Experts have been conflicted since the beginning of the outbreak about whether the true number of people who are infected is significantly higher than the official numbers of recorded cases. Some people are expected to have such mild symptoms that they never even realise they are ill unless they’re tested, so only the more serious cases get discovered, making the death toll seem higher than it really is.
However, an investigation into government surveillance in China said it had found no reason to believe this was true.
Dr Bruce Aylward, a World Health Organization official who went on a mission to China, said there was no evidence that figures were only showing the tip of the iceberg, and said recording appeared to be accurate, Stat News reported.
Can the virus be cured?
The COVID-19 virus cannot be cured and it is proving difficult to contain.
Antibiotics do not work against viruses, so they are out of the question. Antiviral drugs can work, but the process of understanding a virus then developing and producing drugs to treat it would take years and huge amounts of money.
No vaccine exists for the coronavirus yet and it’s not likely one will be developed in time to be of any use in this outbreak, for similar reasons to the above.
The National Institutes of Health in the US, and Baylor University in Waco, Texas, say they are working on a vaccine based on what they know about coronaviruses in general, using information from the SARS outbreak. But this may take a year or more to develop, according to Pharmaceutical Technology.
Currently, governments and health authorities are working to contain the virus and to care for patients who are sick and stop them infecting other people.

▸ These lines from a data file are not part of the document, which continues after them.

PR #1686, opened 2026-09-12
chore(ci): run the required checks on stacked pull requests

murdore:
## The problem

A pull request based on another feature branch — a *stacked* PR, opened so
dependent work can proceed before its parent merges — **cannot go green in this
repository today.** Not "tends to fail": cannot.

Every one of the four required status contexts is a job in a single file:

| required context | defined in |
| --- | --- |
| `test` | `.github/workflows/ci.yml` |
| `provider-safety-net` | `.github/workflows/ci.yml` |
| `security-suites` | `.github/workflows/ci.yml` |
| `build-check` | `.github/workflows/ci.yml` |

That file's trigger was `pull_request: branches: [release]`. A base-branch filter
there decides whether those checks are **created**, not whether they pass. So a
stacked PR had none of them.

And a check that was never created does not report as failing — it reports as
*missing*, which is indistinguishable from "still queued". This is the exact
trap `CLAUDE.md` already documents under *"A check that has not appeared has not
passed"*.

**Live evidence:** PR #1670 has sat at **1 of 5** required contexts since it was
opened. Not one of them is red. Four were never created.

## The second, independent failure

`single-commit-enforcement.yml` failed the same PRs a different way. Its
`pull_request` trigger was scoped to `[release, main]`, so a stacked PR fell
through to the **push-event** path — which hardcoded `origin/release` as the
base:

```bash
else
  BASE_BRANCH="origin/release"
```

Counting commits from `origin/release` on a branch stacked on another feature
branch includes the **parent's** commit. A single-commit PR was reported as
carrying two, and failed a policy it had not broken.

## The change

Both `pull_request` triggers are now unfiltered by base branch.

- The pull-request path in `single-commit-enforcement.yml` already resolved the
  real base from `github.base_ref`, so it needed no other change — it simply was
  never reached.
- The push path now asks for the branch's open PR and uses its base when there
  is one, falling back to `origin/release` when there is not, so a branch pushed
  before its PR exists behaves exactly as before.
- `push` remains scoped to `release` in `ci.yml`. Only pull-request handling
  changed.

## Verification

The before state is on the record: #1670, 1 of 5 contexts, four never created.

The after state is what this PR is for. Because `pull_request` runs resolve the
workflow from the merge of head into base, a PR **stacked on this branch** picks
up the new trigger and is the direct proof. I will open one against this branch
and post the context list here rather than assert the outcome — the whole point
of this change is that a missing check is not a passing one, and it would be
incoherent to claim success without showing the five contexts appear.

## Why this matters beyond #1670

Two items in the close-out backlog are sequenced purely because stacking does
not work: the stdio SIGKILL escalation that builds on #1683, and the issue-1684
CI wiring that builds on #1681. Neither has a technical reason to wait for a
merge; both were waiting on this.

## Risk

CI now runs on pull requests to any base branch, which costs runner minutes on
stacked PRs that previously got none. That is the intended trade: the
alternative is that stacked PRs remain unmergeable by construction.

## Summary by CodeRabbit

- **Improvements**
  - Pull request checks now run for pull requests targeting any branch, including stacked pull requests.
  - Validation now evaluates changes against the pull request’s actual base branch.
  - Push-based validation identifies the associated open pull request when available, providing more accurate checks across different branch workflows.

### DIFF
--- a/.github/workflows/single-commit-enforcement.yml
+++ b/.github/workflows/single-commit-enforcement.yml
@@ -3,8 +3,13 @@ name: Single Commit Per Branch Enforcement
 on:
   push:
     branches-ignore: [release, main, develop]
+  # Unfiltered by base branch, for the same reason as ci.yml: the
+  # pull_request path below is the only one that knows the PR's real base
+  # (github.base_ref). Filtered to [release, main], a stacked PR fell through
+  # to the push path, which assumed origin/release and therefore counted the
+  # PARENT branch's commit as one of this branch's own — reporting two commits
+  # for a single-commit PR and failing a policy it had not broken.
   pull_request:
-    branches: [release, main]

People who catch the illness are being quarantined in hospitals, where their symptoms can be treated and they will be away from the uninfected public.
And airports around the world are putting in place screening measures such as having doctors on-site, taking people’s temperatures to check for fevers and using thermal screening to spot those who might be ill (infection causes a raised temperature).
However, it can take weeks for symptoms to appear, so there is only a small likelihood that patients will be spotted up in an airport.
Is this outbreak an epidemic or a pandemic?
The outbreak was declared a pandemic on March 11. A pandemic is defined by the World Health Organization as the ‘worldwide spread of a new disease’.
Previously, the UN agency said most cases outside of Hubei had been ‘spillover’ from the epicentre, so the disease wasn’t actually spreading actively around the world.